This function simulates many (MCreps) trajectories of an epidemic starting out in a particular state (init) and evolving according the dynamics encoded in epistep (or some other user-defined function) under an adaptive vaccination strategy as implemented by manage. Many of the arguments to this function are simply passed to manage.

It returns a summary of characteristics of the state trajector(y/ies) and the associated costs. The output can be visualized with the generic plot.MCepi method and costs can be extracted with getcost.
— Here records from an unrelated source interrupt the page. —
PR #719, opened 2020-12-02
fix wps bbox

cehbrecht:
The PR fixes the wps bbox parsing of the execute response. See PR in pywps:
https://github.com/geopython/pywps/pull/552


tomkralidis (approved):

cehbrecht:

PR #720, opened 2020-12-03
Fix tests

cehbrecht:
This PR is fixing the test suite.

Changes:
* test python 3.9 on travis
* fixed url in wfs tests
* fixed wmts test
* replaced deprecated `getiterator()` method from `xml.etree` for Python 3.9:
https://docs.python.org/3.8/library/xml.etree.elementtree.html#xml.etree.ElementTree.Element.getiterator

### DIFF
--- a/.travis.yml
+++ b/.travis.yml
@@ -3,6 +3,7 @@ python:
   - "3.6"
   - "3.7"
   - "3.8"
+  - "3.9"
 sudo: false
 env:
   - LXML=true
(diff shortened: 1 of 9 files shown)


cehbrecht:
@Roel It looks like the pytest `monkeypatch` for `owslib.util.openURL` is not working as expected:
https://github.com/geopython/OWSLib/blob/af85567a8dc4ffa22d56298e928ce66fd2476f86/tests/test_remote_metadata.py#L207

cehbrecht:
@tomkralidis ok to merge?

tomkralidis:
+1 @cehbrecht , thanks

PR #724, opened 2020-12-21
Support requests' AuthBase in addition to basic password authentication

symbioquine:
* Why? OWSLib should support more kinds of authentication
  OAuth2/Digest/etc without needing to change further.

* How? Since the `Authentication` object is already plumbed throughout
  OWSLib, just add a new `auth_delegate` property which can be any object
  derived from `requests.AuthBase` and make sure that is honored at the
  points where actual requests' kwargs are built.

### DIFF
--- a/owslib/util.py
+++ b/owslib/util.py
@@ -24,6 +24,7 @@ import re
 from copy import deepcopy
 import warnings
 import requests
+from requests.auth import AuthBase
 import codecs
 
 """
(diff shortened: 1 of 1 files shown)


achapkowski:
The issues seem to fail on a service timeout, I think this PR is good.

cehbrecht (approved):

PR #727, opened 2021-01-04
migrate to GitHub actions

tomkralidis:


kalxas (approved):

.github/workflows/main.yml
```diff
@@ -0,0 +1,34 @@
...
+        LXML: ${{ matrix.lxml }}
+    steps:
+    - uses: actions/checkout@v2
+    - uses: actions/setup-python@v2
+      name: Setup Python ${{ matrix.python-version }}
+      with:
+        python-version: ${{ matrix.python-version }}
+    - name: Install requirements 📦
+      run: |
+        python3 -m pip install --upgrade pip
```
sbrunner, line 22: Is it relay needed?

sbrunner (approved):

.github/workflows/main.yml
kalxas: I agree we can drop

cehbrecht (approved):

PR #106, opened 2020-08-27
fix examples in the  documentation

xinyuezhao:
fix some examples in mso_user module and mso_schema_template_l3out module


lhercot (approved):
LGTM

Issue #89, opened 2020-08-05
New module to support BD migrate feature 


amhunt-at-cisco:
MSO supports migrating a BD between templates with a unique API call, however a new module would need to be written to support that with Ansible. This would be an enhancement - please reach out to amhunt@cisco.com for details. 

Customer_request_label would be amhunt@cisco.com

sacascio:
@lhercot do you know when this feature will be available?

lhercot:
Hi Salvatore,

This enhancement is now in our sprint pipeline so it should be implemented in the next 2-3 weeks.

Kind regards,

[http://www.cisco.com/c/dam/m/en_us/signaturetool/images/banners/standard/01_standard_ciscoblue.png]
Lionel Hercot
Technical Marketing Engineer
Product Development
lhercot@cisco.com<mailto:lhercot@cisco.com>
Tel: +1 408 525 4824
Mobile: +1 408 410 7594
Cisco Systems, Inc.
3625 Cisco Way
San Jose, California 95134
United States
Cisco.com<http://www.cisco.com/>
Download vCard<http://wwwin-tools.cisco.com/dir/vcard/undefined.vcf>
[http://www.cisco.com/assets/swa/img/thinkbeforeyouprint.gif]
Think before you print.
This email may contain confidential and privileged material for the sole use of the intended recipient. Any review, use, distribution or disclosure by others is strictly prohibited. If you are not the intended recipient (or authorized to receive for the recipient), please contact the sender by reply email and delete all copies of this message.
Please click here<http://www.cisco.com/c/en/us/about/legal/terms-sale-software-license-agreement/company-registration-information.html> for Company Registration Information.

PR #122, opened 2020-11-04
[mso_schema_template_migrate ] solves migration of BDs and EPGs across templates by creating new module - Object migration solves issue #89

anvitha-jain:
The issue #89 is solved by creating a new module to support the migration of Bridge Domains (BDs) and End Point Groups (EPGs) between templates in Schema.

### DIFF
--- a/plugins/modules/mso_schema_template_migrate.py
+++ b/plugins/modules/mso_schema_template_migrate.py
@@ -1,0 +1,246 @@
+#!/usr/bin/python
+# -*- coding: utf-8 -*-
+
+# Copyright: (c) 2020, Anvitha Jain (@anvitha-jain) <anvjain@cisco.com>
+# GNU General Public License v3.0+ (see LICENSE or https://www.gnu.org/licenses/gpl-3.0.txt)
+
+from __future__ import absolute_import, division, print_function
+__metaclass__ = type
+
+ANSIBLE_METADATA = {'metadata_version': '1.1',
+                    'status': ['preview'],
+                    'supported_by': 'community'}
+
+DOCUMENTATION = r'''
+---
+module: mso_schema_template_migrate
+short_description: Migrate Bridge Domains (BDs) and EPGs between templates
+description:
+- Migrate BDs and EPGs between templates of same and different schemas.
+author:
+- Anvitha Jain (@anvitha-jain)
+options:
+  schema:
+    description:
+    - The name of the schema.
+    type: str
+    required: yes
+  template:
+    description:
+    - The name of the template.
+    type: str
+    required: yes
+  bds:
+    description:
+    - The name of the BDs to migrate.
+    type: list
+    elements: str
+  epgs:
+    description:
+    - The name of the EPGs and the ANP it is in to migrate.
+    type: list
+    elements: dict
+    suboptions:
+      epg:
+        description:
+        - The name of the EPG to migrate.
+        type: str
+        required: yes
+      anp:
+        description:
+        - The name of the anp to migrate.
+        type: str
+        required: yes
+  target_schema:
+    description:
+    - The name of the target_schema.
+    type: str
+    required: yes
+  target_template:
+    description:
+    - The name of the target_template.
+    type: str
+    required: yes
+  state:
+    description:
+    - Use C(present) for adding.
+    type: str
+    default: present
+extends_documentation_fragment: cisco.mso.modules
+'''
+
+EXAMPLES = r'''
+- name: Migration of objects between templates of same schema
+  mso_schema_template_migrate:
+    host: mso_host
+    username: admin
+    password: SomeSecretPassword
+    schema: Schema 1
+    template: Template 1
+    target_schema: Schema 1
+    target_template: Template 2
+    bds:
+    - BD
+    epgs:
+    - epg: EPG1
+      anp: ANP
+    state: present
+  delegate_to: localhost
+
+- name: Migration of objects between templates of different schema
+  mso_schema_template_migrate:
+    host: mso_host
+    username: admin
+    password: SomeSecretPassword
+    schema: Schema 1
+    template: Template 1
+    target_schema: Schema 2
+    target_template: Template 2
+    bds:
+    - BD
+    epgs:
+    - epg: EPG1
+      anp: ANP
+    state: present
+  delegate_to: localhost
+
+- name: Migration of BD object between templates of same schema
+  mso_schema_template_migrate:
+    host: mso_host
+    username: admin
+    password: SomeSecretPassword
+    schema: Schema 1
+    template: Template 1
+    target_schema: Schema 1
+    target_template: Template 2
+    bds:
+    - BD
+    - BD1
+    state: present
+  delegate_to: localhost
+
+- name: Migration of BD object between templates of different schema
+  mso_schema_template_migrate:
+    host: mso_host
+    username: admin
+    password: SomeSecretPassword
+    schema: Schema 1
+    template: Template 1
+    target_schema: Schema 2
+    target_template: Template 2
+    bds:
+    - BD
+    - BD1
+    state: present
+  delegate_to: localhost
+
+- name: Migration of EPG objects between templates of same schema
+  mso_schema_template_migrate:
+    host: mso_host
+    username: admin
+    password: SomeSecretPassword
+    schema: Schema 1
+    template: Template 1
+    target_schema: Schema 2
+    target_template: Template 2
+    epgs:
+    - epg: EPG1
+      anp: ANP
+    - epg: EPG2
+      anp: ANP2
+    state: present
+  delegate_to: localhost
+
+- name: Migration of EPG objects between templates of different schema
+  mso_schema_template_migrate:
+    host: mso_host
+    username: admin
+    password: SomeSecretPassword
+    schema: Schema 1
+    template: Template 1
+    target_schema: Schema 2
+    target_template: Template 2
+    epgs:
+    - epg: EPG1
+      anp: ANP
+    - epg: EPG2
+      anp: ANP2
+    state: present
+  delegate_to: localhost
+'''
+
+RETURN = r'''
+'''
+
+from ansible.module_utils.basic import AnsibleModule
+from ansible_collections.cisco.mso.plugins.module_utils.mso import MSOModule, mso_argument_spec, mso_object_migrate_spec
+
+
+def main():
+    argument_spec = mso_argument_spec()
+    argument_spec.update(
+        schema=dict(type='str', required=True),
+        template=dict(type='str', required=True),
+        bds=dict(type='list', elements='str'),
+        epgs=dict(type='list', elements='dict', options=mso_object_migrate_spec()),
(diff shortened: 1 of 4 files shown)


tests/integration/targets/mso_schema_template_migrate/tasks/main.yml
```diff
@@ -0,0 +1,221 @@
+# Test code for the MSO modules
+# Copyright: (c) 2020, Anvitha Jain (@anvitha-jain) <anvjain@cisco.com>
+#
```
xinyuezhao, line 3: you may want to remove the empty line

plugins/modules/mso_schema_template_migrate.py
```diff
@@ -0,0 +1,173 @@
...
+from ansible.module_utils.basic import AnsibleModule
+from ansible_collections.cisco.mso.plugins.module_utils.mso import MSOModule, mso_argument_spec, mso_reference_spec, mso_subnet_spec, mso_dhcp_spec
+
+
+def main():
+    argument_spec = mso_argument_spec()
+    argument_spec.update(
+        schema=dict(type='str', required=True),
+        template=dict(type='str', required=True),
+        bds=dict(type='list', elements='str'),  # This parameter is not required for querying all objects
```
xinyuezhao, line 109: do we support query in this module?
if not, you may want to remove comment line here

plugins/modules/mso_schema_template_migrate.py
```diff
@@ -0,0 +1,173 @@
...
+        target_schema=dict(type='str', required=True),
+        target_template=dict(type='str', required=True),
+        state=dict(type='str', default='present'),
+    )
+
+    module = AnsibleModule(
+        argument_spec=argument_spec,
+        supports_check_mode=True,
+        required_if=[
+            ['state', 'absent', ['bds', 'epgs']],
```
xinyuezhao, line 120: if I understand correctly, we only support present.
then maybe we don't need this line.

plugins/modules/mso_schema_template_migrate.py
```diff
@@ -0,0 +1,173 @@
...
+            ['state', 'present', ['bds', 'epgs']],
```
xinyuezhao, line 121: for 'present' state, are 'bds' and 'epgs' both required?
if both of them are required, we can just add 'required=True' in argument_spec.update() since we only have 'present' state.
if they are not required, just remove this line

plugins/modules/mso_schema_template_migrate.py
```diff
@@ -0,0 +1,173 @@
...
+                anps_payload.append(dict(name=anp, epgs=epgs_payload))
+
+            payload = dict(
+                targetSchemaId=target_schema_id,
+                targetTemplateName=target_template,
+                bds=bds_payload,
+                anps=anps_payload,
+            )
+
+            template = template.replace(' ', '%20')
```
xinyuezhao, line 163: did you check in swagger and does it replace the space with "%20"?

tests/integration/targets/mso_schema_template_migrate/tasks/main.yml
```diff
@@ -0,0 +1,221 @@
...
+    host: '{{ mso_hostname }}'
+    username: '{{ mso_username }}'
+    password: '{{ mso_password }}'
+    validate_certs: '{{ mso_validate_certs | default(false) }}'
+    use_ssl: '{{ mso_use_ssl | default(true) }}'
+    use_proxy: '{{ mso_use_proxy | default(true) }}'
+    output_level: '{{ mso_output_level | default("info") }}'
+    schema: '{{ item }}'
+    tenant: ansible_test
+    template: Template_1
```
xinyuezhao, line 94: since you tried to replace space with '%20' to avoid api error, you may want to test for that.
so maybe use "Template 1" instead

tests/integration/targets/mso_schema_template_migrate/tasks/main.yml
```diff
@@ -0,0 +1,221 @@
...
+    <<: *mso_info
+    schema: '{{ mso_schema | default("ansible_test") }}'
+    template: Template_1
+    target_schema: '{{ mso_schema | default("ansible_test_2") }}'
+    target_template: Template_1
+    bds:
+    - ansible_test_1
+    epgs:
+    - epg: ansible_test_1
+      anp: ANP
```
xinyuezhao, line 218: Could it be possible that we only migrate epgs or bds?
if it's possible, can we test it?

tests/integration/targets/mso_schema_template_migrate/tasks/main.yml
```diff
@@ -0,0 +1,221 @@
...
+  register: cm_add_epg
+
+- name: Add EPG 2 (normal mode)
+  mso_schema_template_anp_epg:
+    <<: *epg_present
+    anp: ANP2
+    schema: '{{ mso_schema | default("ansible_test") }}'
+    epg: ansible_test_2
+
+- name: Migration of objects between templates
```
xinyuezhao, line 207: you may want to add another test case to trigger line 147 in mso_schema_template_migrate.py since it's still missing.

tests/integration/targets/mso_schema_template_migrate/tasks/main.yml
shrsr: I second that

plugins/modules/mso_schema_template_migrate.py
```diff
@@ -0,0 +1,173 @@
...
+    type: str
+    required: yes
+  bds:
+    description:
+    - The name of the BDs to migrate.
+    type: list
+    elements: str
+  epgs:
+    description:
+    - The name of the EPGs to migrate.
```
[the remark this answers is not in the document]
shrsr: anp is not used as a parameter is it?

plugins/modules/mso_schema_template_migrate.py
shrsr: I think it would be good to add query.
Once migration is done, user may want to check that the migration has indeed taken place.

plugins/modules/mso_schema_template_migrate.py
shrsr: I second that

shrsr (changes requested):

plugins/modules/mso_schema_template_migrate.py
```diff
@@ -0,0 +1,173 @@
...
+    password: SomeSecretPassword
+    schema: Schema 1
+    template: Template 1
+    target_schema: Schema 1
+    target_template: Template 2
+    bds:
+    - BD
+    epgs:
+    - epg: EPG1
+    anp: ANP
```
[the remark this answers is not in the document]
anvitha-jain: anp is parameter for epg

plugins/modules/mso_schema_template_migrate.py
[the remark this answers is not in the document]
anvitha-jain: anp is EPGs parameter.
name of the EPGS and includes anps also

tests/integration/targets/mso_schema_template_migrate/tasks/main.yml
anvitha-jain: All the other modules are written in this format. @xinyuezhao @shrsr

tests/integration/targets/mso_schema_template_migrate/tasks/main.yml
anvitha-jain: yes, made changes and tested.

plugins/modules/mso_schema_template_migrate.py
anvitha-jain: Done

plugins/modules/mso_schema_template_migrate.py
```diff
@@ -0,0 +1,173 @@
...
+  bds:
+    description:
+    - The name of the BDs to migrate.
+    type: list
+    elements: str
+  epgs:
+    description:
+    - The name of the EPGs to migrate.
+    type: list
+    elements: dict
```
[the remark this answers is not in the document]
anvitha-jain: Done

plugins/modules/mso_schema_template_migrate.py
lhercot: Not sure they need a query on this module. They can use the query on EPG, BD or event template/schemas.

lhercot (changes requested):

plugins/modules/mso_schema_template_migrate.py
```diff
@@ -0,0 +1,249 @@
...
+        target_schema=dict(type='str', required=True),
+        target_template=dict(type='str', required=True),
+        state=dict(type='str', default='present'),
+    )
+
+    module = AnsibleModule(
+        argument_spec=argument_spec,
+        supports_check_mode=True,
+        required_if=[
+            ['state', 'present', ['target_schema', 'target_template']],
```
lhercot, line 195: I don't think this is required as it is already required=True.

tests/integration/targets/mso_schema_template_migrate/tasks/main.yml
```diff
@@ -0,0 +1,288 @@
...
+    output_level: '{{ mso_output_level | default("info") }}'
+    site: '{{ mso_site | default("ansible_test") }}'
+    apic_username: '{{ apic_username }}'
+    apic_password: '{{ apic_password }}'
+    apic_site_id: '{{ apic_site_id | default(102) }}'
+    urls:
+    - https://{{ apic_hostname }}
+    state: present
+
+#  - name: Remove EPGs in schema 1
```
lhercot, line 52: If we don't use it, remove the commented portions.

lhercot (changes requested):

tests/integration/targets/mso_schema_template_migrate/tasks/main.yml
```diff
@@ -0,0 +1,288 @@
...
+
+- name: Query MSO version
+  mso_version:
+    <<: *mso_info
+    state: query
+  register: version
+
+- name: Set version vars
+  set_fact:
+    mso_l3mcast: false
```
lhercot, line 31: I don't think you use this variable so we can remove this block.

tests/integration/targets/mso_schema_template_migrate/tasks/main.yml
```diff
@@ -0,0 +1,288 @@
...
+  mso_schema_template_bd:
+    <<: *vrf_present
+    schema: '{{ mso_schema | default("ansible_test") }}_2'
+    template: Template 1
+    bd: '{{ item }}'
+    vrf:
+      name: VRF
+      schema: '{{ mso_schema | default("ansible_test") }}'
+      template: Template 1
+    #  layer3_multicast: true
```
lhercot, line 192: remove the commented line

lhercot:
I think you have to skip the migrate test between schemas on the 2.2(4) version because of the L3MCast bug.

lhercot (approved):
LGTM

For more details on the parameterization and simulation of the SIR model, etc., and the calculation of the optimal vaccination strategy, please see vignette("amei")

Value

MCmanage returns an object of class "MCepi", which is a list containing the following components.

Q1

a data.frame containing 8 columns (S, I, R, D, V, C, frac, stop) depicting the first quantile (quant[1]) of the distribution of the evolution of the state of the epidemic (SIRD), the number of vaccinations (V), the cost (C), the fraction vaccinated (F), and the stopping threshold (S) at each time point

Mean

same as Q1 except the mean rather than a quantile

Median

same as Median except the median rather than mean

Q3

same as Q1 except the third quantile (quant[2])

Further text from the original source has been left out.